CJUE | CJUE, Conclusions de l'avocat général Reischl présentées le 20 novembre 1980., Gaetano Vutera contre Commission des Communautés européennes., 20/11/1980, 1322/79


CONCLUSIONS DE L'AVOCAT GÉNÉRAL M. GERHARD REISCHL,

PRÉSENTÉES LE 20 NOVEMBRE 1980 ( 1 )

Monsieur le Président,

Messieurs les Juges,

La présente affaire de fonctionnaire porte sur l'indemnité de dépaysement prévue à l'article 69 du statut des fonctionnaires des Communautés européennes et qui a déjà fait l'objet d'une série d'arrêts de la Cour. Ses conditions d'octroi sont régies par l'article 4, paragraphe 1, de l'annexe VII du statut. Aux termes de cette disposition, l'allocation est accordée, entre autres,

«a)

au fonctionnaire: ...

CONCLUSIONS DE L'AVOCAT GÉNÉRAL M. GERHARD REISCHL,

PRÉSENTÉES LE 20 NOVEMBRE 1980 ( 1 )

Monsieur le Président,

Messieurs les Juges,

La présente affaire de fonctionnaire porte sur l'indemnité de dépaysement prévue à l'article 69 du statut des fonctionnaires des Communautés européennes et qui a déjà fait l'objet d'une série d'arrêts de la Cour. Ses conditions d'octroi sont régies par l'article 4, paragraphe 1, de l'annexe VII du statut. Aux termes de cette disposition, l'allocation est accordée, entre autres,

«a) au fonctionnaire:

— qui n'a pas et n'a jamais eu la nationalité de l'État sur le territoire duquel est situé le lieu de son affectation et,

— qui n'a pas, de façon habituelle, pendant la période de cinq années expirant six mois avant son entrée en fonctions, habité ou exercé son activité professionnelle principale sur le territoire européen dudit État. Pour l'application de cette disposition, les situations résultant de services effectués pour un autre État ou une organisation internationale ne sont pas à prendre en considération.»

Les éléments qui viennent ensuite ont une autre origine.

PR #4860, opened 2022-10-26
fix!: refactor `CipherSeed`, zeroize, and fix key derivation

### LINKED ISSUE #4859: Cipher seed MAC key is derived incorrectly
To generate an encrypted `CipherSeed`, a user-supplied passphrase is used to produce a 64-byte main key. This key is intended to be split into two keys: a 32-byte MAC key, and a 32-byte encryption key. This is implemented incorrectly, such that the last 32 bytes of the main key are [used as the MAC key](https://github.com/tari-project/tari/blob/5b0eb0459c7d29a25339c22a289153d27d57388e/base_layer/key_manager/src/cipher_seed.rs#L320-L332) instead of the first 32 bytes. This means the MAC and encryption keys are identical, which is dangerous in general.

Since the password key derivation function is already run twice, one fix is to run it (using 32-byte output) with a different salt for both keys, by appending a different byte flag to the original salt for each derived key. Another option is to run the key derivation function only once, and parse both derived keys at the same time; however, this might make proper zeroization more challenging (see below).

While we're at it, MAC verification should be done in constant time.

This is also a good opportunity to address the overarching topic in [issue 4846](https://github.com/tari-project/tari/issues/4846) and ensure that secret data produced or handled during `CipherSeed` processing is properly zeroized. While the `CipherSeed` struct itself zeroizes on drop, there are several other locations where passphrase, entropy, or other key data are not.

AaronFeickert:
Description
---
Significantly refactors `CipherSeed` for clarity, zeroizes internal secrets, fixes key derivation, and verifies MACs in constant time. Does _not_ zeroize external passphrases, which should be done separately. Fixes [issue 4859](https://github.com/tari-project/tari/issues/4859).

Motivation and Context
---
As noted in [issue 4859](https://github.com/tari-project/tari/issues/4859), `CipherSeed` MAC keys are derived incorrectly; in fact, the same main key is derived twice to obtain the MAC key and encryption key used for `CipherSeed` encryption. This work refactors for several goals:
- The password is only hashed a single time, so MAC and encryption keys are produced at the same time. This makes it easier to identify that they are being derived correctly, which they now are.
- Internal secrets are zeroized. Notably, passphrases from callers are _not_ yet zeroized, which should be done in subsequent work.
- MACs are verified in constant time using `subtle` functionality.
- The code is much clearer, making it easier to identify secret and non-secret data for review.

How Has This Been Tested?
---
Existing tests, as the external API does not change. Manual inspection that keys are now derived correctly.

BREAKING CHANGE: Existing (version 0) seeds no longer work. Only version 1 seeds are valid.

### DIFF
--- a/base_layer/key_manager/src/cipher_seed.rs
+++ b/base_layer/key_manager/src/cipher_seed.rs
@@ -34,7 +34,6 @@ use rand::{rngs::OsRng, RngCore};
 use serde::{Deserialize, Serialize};
 use subtle::ConstantTimeEq;
 use tari_crypto::hash::blake2::Blake256;
-use tari_utilities::ByteArray;
 use zeroize::{Zeroize, Zeroizing};
 
 use crate::{
@@ -46,10 +45,16 @@ use crate::{
     LABEL_MAC_GENERATION,
 };
 
-const CIPHER_SEED_VERSION: u8 = 0u8;
-// seconds elapsed from unix epoch until '2022-01-01' == 60 * 60 * 24 * 365 * 52
-pub const BIRTHDAY_GENESIS_FROM_UNIX_EPOCH: u64 = 1639872000;
-pub const DEFAULT_CIPHER_SEED_PASSPHRASE: &str = "TARI_CIPHER_SEED";
+// The version should be incremented for any breaking change to the format
+// History:
+// 0: initial version
+// 1: fixed incorrect key derivation and birthday genesis
+const CIPHER_SEED_VERSION: u8 = 1u8;
+
+pub const BIRTHDAY_GENESIS_FROM_UNIX_EPOCH: u64 = 1640995200; // seconds since 2022-01-01 00:00:00 UTC
+pub const DEFAULT_CIPHER_SEED_PASSPHRASE: &str = "TARI_CIPHER_SEED"; // the default passphrase if none is supplied
+
+// Fixed sizes (all in bytes)
 pub const CIPHER_SEED_BIRTHDAY_BYTES: usize = 2;
 pub const CIPHER_SEED_ENTROPY_BYTES: usize = 16;
 pub const CIPHER_SEED_MAIN_SALT_BYTES: usize = 5;
@@ -59,22 +64,23 @@ pub const CIPHER_SEED_ENCRYPTION_KEY_BYTES: usize = 32;
 pub const CIPHER_SEED_MAC_KEY_BYTES: usize = 32;
 pub const CIPHER_SEED_CHECKSUM_BYTES: usize = 4;
 
-/// This is an implementation of a Cipher Seed based on the `aezeed` encoding scheme (https://github.com/lightningnetwork/lnd/tree/master/aezeed)
+/// This is an implementation of a Cipher Seed based on the `aezeed` encoding scheme:
+/// https://github.com/lightningnetwork/lnd/tree/master/aezeed
 /// The goal of the scheme is produce a wallet seed that is versioned, contains the birthday of the wallet,
 /// starting entropy of the wallet to seed key generation, can be enciphered with a passphrase and has a checksum.
 /// The `aezeed` scheme uses a new AEZ AEAD scheme which allows for enciphering arbitrary length texts and choosing
 /// custom MAC sizes. AEZ is unfortunately not available in the RustCrypto implementations yet so we use a similar
 /// AEAD scheme using the primitives available in RustCrypto.
-/// Our scheme must be able to be represented with the 24 word seed phrase using the BIP-39 word lists. The world
+/// Our scheme must be able to be represented with the 24 word seed phrase using the BIP-39 word lists. The word
 /// lists contain 2048 words which are 11 bits of information giving us a total of 33 bytes to work with for the
 /// final encoding.
 /// In our scheme we will have the following data:
 /// version     1 byte
-/// birthday    2 bytes     Days since Unix Epoch
+/// birthday    2 bytes     Days since fixed genesis point
 /// entropy     16 bytes
 /// MAC         5 bytes     Hash(birthday||entropy||version||salt||passphrase)
 /// salt        5 bytes
-/// checksum    4 bytes
+/// checksum    4 bytes     CRC32
 ///
 /// In its enciphered form we will use the MAC-the-Encrypt pattern of AE so that the birthday and entropy will be
 /// encrypted.
@@ -82,8 +88,8 @@ pub const CIPHER_SEED_CHECKSUM_BYTES: usize = 4;
 /// It is important to note that we don't generate the MAC directly from the provided low entropy passphrase.
 /// Instead, the intent is to use a password-based key derivation function to generate a derived key of higher
 /// effective entropy through the use of a carefully-designed function like Argon2 that's built for this purpose.
-/// The corresponding derived key has output of length 64-bytes, and we use the first and last 32-bytes for MAC and
-/// ChaCha20 encryption, respectively. In such way, we follow the motto of not reusing the same derived keys more
+/// The corresponding derived key has output of length 64-bytes, and we use the first and last 32-bytes for
+/// the MAC and ChaCha20 encryption. In such way, we follow the motto of not reusing the same derived keys more
 /// than once. Another key ingredient in our approach is the use of domain separation, via the current hashing API.
 /// See https://github.com/tari-project/tari/issues/4182 for more information.
 ///
@@ -99,9 +105,9 @@ pub const CIPHER_SEED_CHECKSUM_BYTES: usize = 4;
 ///
 /// The checksum allows us to confirm that a given seed phrase decodes into an intact enciphered CipherSeed.
 /// The MAC allows us to confirm that a given passphrase correctly decrypts the CipherSeed and that the version and
-/// salt are not tampered with. If no passphrase is provided a default string will be used
+/// salt are not tampered with. If no passphrase is provided a default string will be used.
 ///
-/// The Birthday is included to enable more efficient recoveries. Knowing the birthday of the seed phrase means we
+/// The birthday is included to enable more efficient recoveries. Knowing the birthday of the seed phrase means we
 /// only have to scan the blocks in the chain since that day for full recovery, rather than scanning the entire
 /// blockchain.
 
@@ -162,7 +168,7 @@ impl CipherSeed {
         let (encryption_key, mac_key) = Self::derive_keys(&passphrase, &self.salt)?;
 
         // Generate the MAC
-        let mut mac = Self::generate_mac(
+        let mac = Self::generate_mac(
             &self.birthday.to_le_bytes(),
             self.entropy.as_ref(),
             CIPHER_SEED_VERSION,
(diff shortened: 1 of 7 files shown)


base_layer/key_manager/src/cipher_seed.rs
```diff
@@ -141,10 +140,11 @@ impl CipherSeed {
         CipherSeed::new_with_birthday(birthday)
     }
 
+    /// Generate a new seed with a given birthday
     fn new_with_birthday(birthday: u16) -> Self {
-        let mut entropy = [0u8; CIPHER_SEED_ENTROPY_BYTES];
-        OsRng.fill_bytes(&mut entropy);
-        let mut salt = [0u8; CIPHER_SEED_SALT_BYTES];
+        let mut entropy = vec![0u8; CIPHER_SEED_ENTROPY_BYTES];
```
AaronFeickert: Does this need a `Zeroizing` wrapper since it's a vector and the eventual initialized `CipherSeed` struct zeroizes on drop?

base_layer/key_manager/src/cipher_seed.rs
```diff
@@ -155,223 +155,205 @@ impl CipherSeed {
...
-        let salt_bytes = salt_vec.into_inner().map_err(|_| KeyManagerError::InvalidData)?;
-
         Ok(Self {
-            version: received_version,
-            birthday: decrypted_birthday,
-            entropy: decrypted_entropy,
-            salt: salt_bytes,
+            version,
+            birthday,
+            entropy: (*entropy).clone(),
```
AaronFeickert: See other comment. Same question.

base_layer/key_manager/src/cipher_seed.rs
AaronFeickert: If so, it would need to be dereferenced and cloned (see other comment).

sdbondi: Zeroizing here is not needed, the vector (pointer + length) will be moved into the CipherSeed struct, and the same underlying buffer is zeroized on drop.

```rust
    #[test]
    fn zerioze() {
        let mut seed = CipherSeed::new();
        unsafe {
            let ptr = seed.entropy.as_ptr();
            seed.zeroize();
            for i in 0..(CIPHER_SEED_ENTROPY_BYTES as isize) {
                assert_eq!(*(ptr.offset(i)), 0, "not zero at index {}", i);
            }
        }
    }
```

base_layer/key_manager/src/cipher_seed.rs
```diff
@@ -155,223 +155,205 @@ impl CipherSeed {
...
-
-        let calculated_checksum = crc_hasher.finalize();
-
-        let mut checksum_bytes: [u8; 4] = [0u8; 4];
-        checksum_bytes.copy_from_slice(&checksum_vec[..4]);
-        let checksum = u32::from_le_bytes(checksum_bytes);
-
-        if calculated_checksum != checksum {
+        crc_hasher.update(encrypted_seed.as_slice());
+        let expected_checksum = crc_hasher.finalize().to_le_bytes().to_vec();
```
sdbondi: nit: Allocation not necessary for byte comparison
```suggestion
        let expected_checksum = crc_hasher.finalize().to_le_bytes();
```

base_layer/key_manager/src/cipher_seed.rs
sdbondi: This is all good because of `CipherSeed` zeroize.
If you wanted to save a clone you could 

```rust
let entropy = secret_data.split_off(CIPHER_SEED_BIRTHDAY_BYTES);
// ...
  // Verify the MAC in constant time to avoid leaking data
        if mac.ct_eq(&expected_mac).unwrap_u8() == 0 {
            let _drop = Zeroizing::new(entropy);
            return Err(KeyManagerError::DecryptionFailed);
        }

 Ok(Self {
            version,
            birthday,
            entropy,
            salt,
        })
```
but completely optional, and means we have to be more careful about early function exits.

base_layer/key_manager/src/cipher_seed.rs
```diff
@@ -155,223 +155,205 @@ impl CipherSeed {
...
 
-        let mut final_seed = vec![CIPHER_SEED_VERSION];
-        final_seed.append(&mut plaintext.to_vec());
-        final_seed.append(&mut self.salt.to_vec());
+        // Assemble the final seed: version, main salt, secret data, checksum
+        let mut encrypted_seed =
+            Vec::<u8>::with_capacity(1 + CIPHER_SEED_MAIN_SALT_BYTES + secret_data.len() + CIPHER_SEED_CHECKSUM_BYTES);
+        encrypted_seed.push(CIPHER_SEED_VERSION);
+        encrypted_seed.append(&mut secret_data.to_vec());
+        encrypted_seed.append(&mut self.salt.to_vec());
```
sdbondi: nit: allocations
```suggestion
        encrypted_seed.extend(&self.salt);
```

base_layer/key_manager/src/cipher_seed.rs
```diff
@@ -155,223 +155,205 @@ impl CipherSeed {
...
+        Self::apply_stream_cipher(&mut secret_data, encryption_key.as_ref(), &self.salt)?;
 
-        let mut final_seed = vec![CIPHER_SEED_VERSION];
-        final_seed.append(&mut plaintext.to_vec());
-        final_seed.append(&mut self.salt.to_vec());
+        // Assemble the final seed: version, main salt, secret data, checksum
+        let mut encrypted_seed =
+            Vec::<u8>::with_capacity(1 + CIPHER_SEED_MAIN_SALT_BYTES + secret_data.len() + CIPHER_SEED_CHECKSUM_BYTES);
+        encrypted_seed.push(CIPHER_SEED_VERSION);
+        encrypted_seed.append(&mut secret_data.to_vec());
```
sdbondi: nit:
```suggestion
        encrypted_seed.append(&mut secret_data);
```

base_layer/key_manager/src/cipher_seed.rs
```diff
@@ -155,223 +155,205 @@ impl CipherSeed {
...
+        encrypted_seed.append(&mut self.salt.to_vec());
 
         let mut crc_hasher = CrcHasher::new();
-        crc_hasher.update(final_seed.as_slice());
-        let checksum = crc_hasher.finalize();
-        final_seed.append(&mut checksum.to_le_bytes().to_vec());
-        Ok(final_seed)
+        crc_hasher.update(encrypted_seed.as_slice());
+        let mut checksum = crc_hasher.finalize().to_le_bytes().to_vec();
+        encrypted_seed.append(&mut checksum);
```
sdbondi: nit:allocations
```suggestion
        let  checksum = crc_hasher.finalize().to_le_bytes();
        encrypted_seed.extend(&checksum);
```

base_layer/key_manager/src/cipher_seed.rs
```diff
@@ -155,223 +155,205 @@ impl CipherSeed {
...
+            mac_key.as_ref(),
         )?;
 
-        plaintext.append(&mut mac);
+        // Assemble the secret data to be encrypted: birthday, entropy, MAC
+        let mut secret_data = Zeroizing::new(Vec::<u8>::with_capacity(
+            CIPHER_SEED_BIRTHDAY_BYTES + CIPHER_SEED_ENTROPY_BYTES + CIPHER_SEED_MAC_BYTES,
+        ));
+        secret_data.append(&mut self.birthday.to_le_bytes().to_vec());
+        secret_data.append(&mut self.entropy.clone());
```
sdbondi: self.entropy.clone()  leaks (I believe the compiler won't optimise the clone out because cloned value is being mutated/emptied but not zeroed)
```suggestion
        secret_data.extend(&self.birthday.to_le_bytes());
        secret_data.extend(&self.entropy);
```

sdbondi (commented):
LGTM - some minor comments

hansieodendaal:
utACK

stringhandler:
Nice. Please add a note on how existing seed phrases and wallets are affected

base_layer/key_manager/src/cipher_seed.rs
AaronFeickert: Good point about early exists. I'd much rather ensure that secret data is wrapped as early as possible so we don't have to worry about it.

AaronFeickert:
> Nice. Please add a note on how existing seed phrases and wallets are affected

Done. If you wanted an interesting test of the versioning system, we could bump the `CipherSeed` version number. This would allow for immediate detection of incompatible seeds that can be reported as such. Otherwise, existing seeds will generically fail as manipulated. But that seems a bit much in this case.

base_layer/key_manager/src/cipher_seed.rs
```diff
@@ -113,12 +116,13 @@ pub const CIPHER_SEED_MAC_BYTES: usize = 5;
 pub struct CipherSeed {
     version: u8,
     birthday: u16,
-    entropy: [u8; CIPHER_SEED_ENTROPY_BYTES],
-    salt: [u8; CIPHER_SEED_SALT_BYTES],
+    entropy: Vec<u8>,
```
jorgeantonio21: Why should we replace fixed size arrays to `Vec`'s, in this case ? I personally think it is expressive to know in advance the size of both `entropy` and `salt`.

jorgeantonio21:
Very cool ! Thanks for the detailed explanations as well. 

utACK

base_layer/key_manager/src/cipher_seed.rs
AaronFeickert: Using a `Vec` made it easier to handle zeroizing of secret data (due to heap storage), and also should keep the structure more general in case of future updates, where data sizes could change based on version. I could easily imagine a future where all size constants are part of a version-dependent lookup.

AaronFeickert: I'm certainly open to changing back to arrays for now, but it seems like this requires much more careful zeroizing wrappers to account for copies/moves, which seems like a footgun to avoid.

sdbondi: `Box<[u8; CIPHER_SEED_SALT_BYTES]>` is also an option as that allocates a fixed size array on the heap and you move a pointer (Box) around, not the data. But happy to keep it as a vec

jorgeantonio21: Thanks for the explanations @AaronFeickert. I would say that @sdbondi suggestion is the most explicit. I am also happy to use `Vec` here, it is probably not worth spending time on refactoring it it, as of now.

AaronFeickert: The refactoring was pretty straightforward, so I went ahead and switched from `Vec<u8>` to `Box<[u8]>` for clarity on sizes. For some reason `Zeroizing` didn't like `Box<[u8]>`, so there's one spot where we do `Zeroizing<[u8]>` and then create the `Box` later (this is in case of MAC failure, as @sdbondi pointed out elsewhere); it didn't complain when we `#[derive(Zeroize)]` on `Box<[u8]>` though, which is odd...

stringhandler (approved):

Le règlement n° 912/78 du Conseil du 2 mai 1978, modifiant le statut des fonctionnaires des Communautés européennes et le régime applicable aux autres agents de ces Communautés (JO n° L 119 du 3 mai 1978, p. 1), a ajouté à l'article précité un deuxième paragraphe qui est libellé comme suit:

«Le fonctionnaire qui, n'ayant pas et n'ayant jamais eu la nationalité de l'État sur le territoire duquel est situé le lieu de son affectation, ne remplit pas les conditions prévues au paragraphe 1, a droit à une indemnité d'expatriation égale à un quart de l'indemnité de dépaysement.»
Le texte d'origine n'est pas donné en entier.